The bankers' "thoughtlessness", Mr Vallianatos, was in the lending.

They totally ignored the fact that they were loaning other people's money to a country so infected with sloth, so indolent, yet at the same time utterly profligate. They epitomised the observation made years ago by Euromoney's Christopher Fildes about the banks themselves, but which applies equally to governments to which those banks lend:

"Giving capital to a bank is like giving a gallon of beer to a drunk: you know what will come of it, but you can't know which wall he will choose"

No mention either, by Mr Vallianatos, on the venality of the government that authorized such borrowing in the first place. What we do get is a massive dose of self-pity for the demise of a great civilization, consumed by greed and sloth.

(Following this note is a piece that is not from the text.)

PR #911, opened 2020-01-26
[Feature] Add resume and pause method into useTransition/useSpring ref api

### LINKED ISSUE #903: useTransition: How to start / stop; and performance issue

chenesan:
Add `pause` and `resume` method in `Controller`, `useSprings` and `useTransition` ref api. I have tried it on my own project and it looks great. If needed I can make a minimal demo.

Not to mention that he gets carried away with his own rhetoric, into the realms of fantasy:

"Like Dark-Age barons, international bankers and members of the industrial-military-academic complex have embraced death in nuclear bombs, genetic engineering, nuclear power plants, industrialized agriculture, perpetual war, and fuelling higher temperature for the planet."

This "parallel" is beyond parody. Name one "Dark-Age baron" that was in a position to bring any of the above to bear, even metaphorically. There was no equivalent to international banking, let alone genetic engineering or nuclear power plants.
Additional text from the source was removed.